▸ **Work request**
Within the records, find every line that includes the word "after" and copy it.
=== Supplied information ===
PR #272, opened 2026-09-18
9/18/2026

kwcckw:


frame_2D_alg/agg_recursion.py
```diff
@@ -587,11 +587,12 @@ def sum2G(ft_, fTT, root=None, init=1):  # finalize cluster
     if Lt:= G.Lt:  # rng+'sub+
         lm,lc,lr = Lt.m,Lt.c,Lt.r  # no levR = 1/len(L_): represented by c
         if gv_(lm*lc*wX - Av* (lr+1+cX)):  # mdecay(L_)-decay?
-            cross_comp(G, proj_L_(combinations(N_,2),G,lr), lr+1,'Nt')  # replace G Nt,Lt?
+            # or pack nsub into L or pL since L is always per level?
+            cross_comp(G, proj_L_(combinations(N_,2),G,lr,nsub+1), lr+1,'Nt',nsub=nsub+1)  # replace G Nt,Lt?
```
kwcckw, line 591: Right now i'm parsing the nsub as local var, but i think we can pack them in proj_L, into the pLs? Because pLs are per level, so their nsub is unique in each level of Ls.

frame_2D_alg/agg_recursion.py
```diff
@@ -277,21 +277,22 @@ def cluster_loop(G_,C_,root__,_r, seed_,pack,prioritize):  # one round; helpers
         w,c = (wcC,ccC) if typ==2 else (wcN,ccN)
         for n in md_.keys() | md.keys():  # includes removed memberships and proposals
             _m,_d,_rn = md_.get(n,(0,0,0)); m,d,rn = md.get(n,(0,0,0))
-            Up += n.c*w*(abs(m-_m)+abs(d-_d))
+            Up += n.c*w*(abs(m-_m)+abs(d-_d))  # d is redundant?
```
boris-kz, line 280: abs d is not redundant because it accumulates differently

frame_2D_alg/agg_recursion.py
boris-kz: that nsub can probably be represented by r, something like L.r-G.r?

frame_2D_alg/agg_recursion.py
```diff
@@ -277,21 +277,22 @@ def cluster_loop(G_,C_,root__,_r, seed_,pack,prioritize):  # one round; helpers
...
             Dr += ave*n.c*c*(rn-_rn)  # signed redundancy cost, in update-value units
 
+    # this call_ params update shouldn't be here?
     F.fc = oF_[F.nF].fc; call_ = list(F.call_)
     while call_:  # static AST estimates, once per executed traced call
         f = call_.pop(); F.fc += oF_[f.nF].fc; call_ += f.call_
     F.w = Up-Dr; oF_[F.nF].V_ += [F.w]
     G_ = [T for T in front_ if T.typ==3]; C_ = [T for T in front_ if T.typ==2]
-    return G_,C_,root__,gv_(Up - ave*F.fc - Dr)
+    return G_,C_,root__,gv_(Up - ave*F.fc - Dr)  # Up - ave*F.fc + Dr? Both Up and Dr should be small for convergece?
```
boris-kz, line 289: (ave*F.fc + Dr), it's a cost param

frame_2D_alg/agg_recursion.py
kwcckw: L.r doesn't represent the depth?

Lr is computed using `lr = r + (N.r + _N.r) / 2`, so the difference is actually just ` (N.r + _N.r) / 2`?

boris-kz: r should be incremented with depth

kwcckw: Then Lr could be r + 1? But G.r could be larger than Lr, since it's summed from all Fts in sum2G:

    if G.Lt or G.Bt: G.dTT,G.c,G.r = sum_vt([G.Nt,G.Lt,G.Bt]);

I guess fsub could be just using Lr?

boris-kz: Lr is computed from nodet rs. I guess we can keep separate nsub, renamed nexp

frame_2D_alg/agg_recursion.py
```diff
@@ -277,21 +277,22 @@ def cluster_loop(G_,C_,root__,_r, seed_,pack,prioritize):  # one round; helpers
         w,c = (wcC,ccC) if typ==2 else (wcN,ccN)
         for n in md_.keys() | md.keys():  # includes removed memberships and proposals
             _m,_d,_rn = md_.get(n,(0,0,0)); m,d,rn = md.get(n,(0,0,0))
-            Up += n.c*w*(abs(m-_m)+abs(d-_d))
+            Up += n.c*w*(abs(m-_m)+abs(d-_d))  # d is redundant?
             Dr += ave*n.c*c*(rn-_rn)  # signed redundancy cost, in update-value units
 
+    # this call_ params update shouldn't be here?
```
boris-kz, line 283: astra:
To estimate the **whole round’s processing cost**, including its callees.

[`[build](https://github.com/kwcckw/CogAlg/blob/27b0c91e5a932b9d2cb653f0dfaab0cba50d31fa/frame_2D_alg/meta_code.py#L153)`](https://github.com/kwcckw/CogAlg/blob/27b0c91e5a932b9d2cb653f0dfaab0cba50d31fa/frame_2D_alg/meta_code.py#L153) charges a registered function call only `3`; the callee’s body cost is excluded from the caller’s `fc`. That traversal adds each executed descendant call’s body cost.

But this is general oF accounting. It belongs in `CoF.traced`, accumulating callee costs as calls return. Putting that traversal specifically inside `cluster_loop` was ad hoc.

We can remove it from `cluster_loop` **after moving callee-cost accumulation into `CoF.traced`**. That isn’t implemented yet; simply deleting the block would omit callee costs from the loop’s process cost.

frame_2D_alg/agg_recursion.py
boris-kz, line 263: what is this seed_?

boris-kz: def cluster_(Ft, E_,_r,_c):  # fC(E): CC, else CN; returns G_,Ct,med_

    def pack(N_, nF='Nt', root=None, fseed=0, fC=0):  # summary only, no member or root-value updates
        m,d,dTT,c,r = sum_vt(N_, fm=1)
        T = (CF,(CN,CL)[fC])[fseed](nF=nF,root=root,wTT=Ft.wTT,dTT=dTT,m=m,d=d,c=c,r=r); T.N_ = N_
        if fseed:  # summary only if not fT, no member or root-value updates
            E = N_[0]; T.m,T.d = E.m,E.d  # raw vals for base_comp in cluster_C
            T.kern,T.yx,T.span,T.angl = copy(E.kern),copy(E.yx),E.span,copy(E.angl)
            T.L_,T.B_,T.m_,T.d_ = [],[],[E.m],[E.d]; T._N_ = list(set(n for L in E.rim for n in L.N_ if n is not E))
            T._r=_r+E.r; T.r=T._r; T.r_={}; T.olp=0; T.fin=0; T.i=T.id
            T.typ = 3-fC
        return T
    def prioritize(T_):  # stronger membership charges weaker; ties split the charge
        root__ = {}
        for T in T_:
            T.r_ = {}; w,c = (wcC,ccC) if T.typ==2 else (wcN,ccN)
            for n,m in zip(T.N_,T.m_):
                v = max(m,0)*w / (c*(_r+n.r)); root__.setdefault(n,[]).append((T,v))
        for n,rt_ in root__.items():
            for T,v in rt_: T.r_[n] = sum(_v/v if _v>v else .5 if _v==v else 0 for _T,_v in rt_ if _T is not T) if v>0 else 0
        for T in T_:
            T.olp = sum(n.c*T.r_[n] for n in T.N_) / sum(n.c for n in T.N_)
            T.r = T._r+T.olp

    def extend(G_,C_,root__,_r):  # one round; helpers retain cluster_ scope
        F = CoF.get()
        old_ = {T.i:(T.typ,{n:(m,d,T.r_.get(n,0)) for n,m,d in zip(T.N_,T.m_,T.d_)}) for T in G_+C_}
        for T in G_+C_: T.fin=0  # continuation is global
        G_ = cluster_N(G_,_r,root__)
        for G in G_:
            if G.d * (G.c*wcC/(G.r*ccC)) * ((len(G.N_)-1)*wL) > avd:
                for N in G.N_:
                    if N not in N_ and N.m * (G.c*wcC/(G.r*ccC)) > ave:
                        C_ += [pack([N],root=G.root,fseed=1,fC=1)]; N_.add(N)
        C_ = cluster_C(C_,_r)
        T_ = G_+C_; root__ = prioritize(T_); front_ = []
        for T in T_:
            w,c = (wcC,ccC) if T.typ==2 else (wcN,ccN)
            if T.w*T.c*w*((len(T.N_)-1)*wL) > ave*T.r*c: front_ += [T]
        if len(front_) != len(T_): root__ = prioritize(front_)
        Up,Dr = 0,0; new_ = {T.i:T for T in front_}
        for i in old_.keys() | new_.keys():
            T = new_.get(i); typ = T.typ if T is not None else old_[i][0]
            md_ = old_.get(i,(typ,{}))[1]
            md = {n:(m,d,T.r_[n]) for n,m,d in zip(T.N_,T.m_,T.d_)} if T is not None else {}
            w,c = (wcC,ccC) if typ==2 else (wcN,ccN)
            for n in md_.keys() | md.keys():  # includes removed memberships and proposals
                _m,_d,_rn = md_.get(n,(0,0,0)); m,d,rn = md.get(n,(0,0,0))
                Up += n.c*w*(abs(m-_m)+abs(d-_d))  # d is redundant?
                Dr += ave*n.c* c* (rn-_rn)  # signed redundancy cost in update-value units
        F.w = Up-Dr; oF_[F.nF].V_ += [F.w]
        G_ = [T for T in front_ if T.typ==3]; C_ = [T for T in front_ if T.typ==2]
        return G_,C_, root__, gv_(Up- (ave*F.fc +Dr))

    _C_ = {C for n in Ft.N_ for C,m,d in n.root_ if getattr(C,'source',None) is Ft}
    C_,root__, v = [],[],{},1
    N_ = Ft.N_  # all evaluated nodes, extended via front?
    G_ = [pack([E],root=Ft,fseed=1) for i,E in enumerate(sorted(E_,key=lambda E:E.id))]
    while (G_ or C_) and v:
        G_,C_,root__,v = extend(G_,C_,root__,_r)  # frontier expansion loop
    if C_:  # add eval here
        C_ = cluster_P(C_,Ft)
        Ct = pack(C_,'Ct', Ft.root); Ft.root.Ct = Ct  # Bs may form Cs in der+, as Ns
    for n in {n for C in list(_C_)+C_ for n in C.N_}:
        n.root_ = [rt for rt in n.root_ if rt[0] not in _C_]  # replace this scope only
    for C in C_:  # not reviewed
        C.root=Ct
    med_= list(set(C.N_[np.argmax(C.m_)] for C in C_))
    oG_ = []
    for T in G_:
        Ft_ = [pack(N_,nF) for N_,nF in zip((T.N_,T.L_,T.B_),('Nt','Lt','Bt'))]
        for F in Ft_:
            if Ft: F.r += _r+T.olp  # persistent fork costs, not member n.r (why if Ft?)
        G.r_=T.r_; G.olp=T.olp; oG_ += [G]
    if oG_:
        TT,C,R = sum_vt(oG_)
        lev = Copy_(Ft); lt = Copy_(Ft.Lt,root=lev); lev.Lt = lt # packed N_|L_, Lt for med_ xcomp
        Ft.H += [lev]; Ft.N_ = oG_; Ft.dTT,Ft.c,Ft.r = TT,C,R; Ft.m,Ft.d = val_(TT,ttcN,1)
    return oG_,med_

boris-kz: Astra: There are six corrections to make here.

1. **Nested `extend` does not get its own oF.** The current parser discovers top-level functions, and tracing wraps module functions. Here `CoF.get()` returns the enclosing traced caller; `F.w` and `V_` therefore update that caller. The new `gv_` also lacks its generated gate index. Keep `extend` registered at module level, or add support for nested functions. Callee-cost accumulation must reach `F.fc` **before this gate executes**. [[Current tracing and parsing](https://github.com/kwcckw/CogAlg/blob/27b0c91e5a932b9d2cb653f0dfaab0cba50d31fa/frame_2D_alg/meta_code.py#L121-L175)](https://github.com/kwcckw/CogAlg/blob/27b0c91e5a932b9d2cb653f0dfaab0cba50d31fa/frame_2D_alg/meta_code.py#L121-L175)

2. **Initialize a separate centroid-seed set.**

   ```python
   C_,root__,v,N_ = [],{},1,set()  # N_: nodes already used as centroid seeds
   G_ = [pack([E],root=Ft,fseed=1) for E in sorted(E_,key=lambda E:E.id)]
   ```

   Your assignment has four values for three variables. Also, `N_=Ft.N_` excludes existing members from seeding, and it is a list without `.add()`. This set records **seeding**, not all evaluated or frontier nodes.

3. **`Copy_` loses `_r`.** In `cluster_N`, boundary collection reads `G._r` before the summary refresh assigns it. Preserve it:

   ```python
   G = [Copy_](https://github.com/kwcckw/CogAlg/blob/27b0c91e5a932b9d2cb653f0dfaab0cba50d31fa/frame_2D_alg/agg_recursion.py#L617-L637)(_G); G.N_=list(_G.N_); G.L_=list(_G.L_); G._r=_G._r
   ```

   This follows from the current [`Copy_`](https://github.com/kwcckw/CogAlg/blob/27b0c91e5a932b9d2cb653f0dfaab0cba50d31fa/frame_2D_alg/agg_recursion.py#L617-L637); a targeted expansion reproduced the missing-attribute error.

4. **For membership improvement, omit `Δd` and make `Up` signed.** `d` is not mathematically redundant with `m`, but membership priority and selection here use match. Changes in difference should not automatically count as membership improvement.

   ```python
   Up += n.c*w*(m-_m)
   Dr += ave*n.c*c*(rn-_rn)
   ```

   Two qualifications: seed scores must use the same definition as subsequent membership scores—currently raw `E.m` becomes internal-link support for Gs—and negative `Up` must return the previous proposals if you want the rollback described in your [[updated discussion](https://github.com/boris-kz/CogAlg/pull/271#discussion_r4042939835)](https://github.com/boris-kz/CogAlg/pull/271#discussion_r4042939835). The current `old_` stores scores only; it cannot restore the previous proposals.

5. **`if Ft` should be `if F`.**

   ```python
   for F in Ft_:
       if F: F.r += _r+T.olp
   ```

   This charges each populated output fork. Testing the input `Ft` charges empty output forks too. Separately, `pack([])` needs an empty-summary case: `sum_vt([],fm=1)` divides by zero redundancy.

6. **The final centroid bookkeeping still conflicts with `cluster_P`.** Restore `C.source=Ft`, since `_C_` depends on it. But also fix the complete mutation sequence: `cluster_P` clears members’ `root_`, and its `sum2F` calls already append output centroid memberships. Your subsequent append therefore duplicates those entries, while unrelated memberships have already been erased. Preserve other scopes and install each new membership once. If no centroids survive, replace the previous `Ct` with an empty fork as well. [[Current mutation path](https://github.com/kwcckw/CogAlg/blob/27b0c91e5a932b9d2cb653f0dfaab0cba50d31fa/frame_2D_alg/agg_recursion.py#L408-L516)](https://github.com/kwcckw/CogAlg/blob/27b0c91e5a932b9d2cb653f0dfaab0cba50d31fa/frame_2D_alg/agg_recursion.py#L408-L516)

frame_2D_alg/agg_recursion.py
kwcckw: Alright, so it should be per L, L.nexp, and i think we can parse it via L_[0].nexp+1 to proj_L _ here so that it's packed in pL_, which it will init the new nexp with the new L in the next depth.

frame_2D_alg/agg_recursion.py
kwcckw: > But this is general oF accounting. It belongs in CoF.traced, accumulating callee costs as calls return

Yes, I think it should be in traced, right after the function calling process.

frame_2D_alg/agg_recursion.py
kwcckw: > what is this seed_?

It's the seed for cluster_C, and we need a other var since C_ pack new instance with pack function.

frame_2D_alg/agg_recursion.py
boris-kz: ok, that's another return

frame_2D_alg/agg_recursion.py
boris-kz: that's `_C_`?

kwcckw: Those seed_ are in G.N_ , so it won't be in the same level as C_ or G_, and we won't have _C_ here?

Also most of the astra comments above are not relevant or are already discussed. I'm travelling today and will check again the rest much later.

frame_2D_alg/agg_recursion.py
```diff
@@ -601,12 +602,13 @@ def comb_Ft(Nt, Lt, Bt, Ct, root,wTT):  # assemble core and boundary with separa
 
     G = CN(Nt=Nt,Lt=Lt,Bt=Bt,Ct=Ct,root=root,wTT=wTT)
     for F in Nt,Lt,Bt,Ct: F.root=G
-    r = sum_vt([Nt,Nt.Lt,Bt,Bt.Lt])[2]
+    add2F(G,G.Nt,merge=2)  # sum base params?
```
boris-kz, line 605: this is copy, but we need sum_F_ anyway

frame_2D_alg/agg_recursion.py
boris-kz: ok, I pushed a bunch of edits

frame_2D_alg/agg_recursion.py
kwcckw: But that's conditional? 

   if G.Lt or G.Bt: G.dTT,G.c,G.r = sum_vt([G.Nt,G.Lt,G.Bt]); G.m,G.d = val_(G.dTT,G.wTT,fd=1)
===
▸ **Solution for this exercise**
We can remove it from `cluster_loop` **after moving callee-cost accumulation into `CoF.traced`**. That isn’t implemented yet; simply deleting the block would omit callee costs from the loop’s process cost.
Yes, I think it should be in traced, right after the function calling process.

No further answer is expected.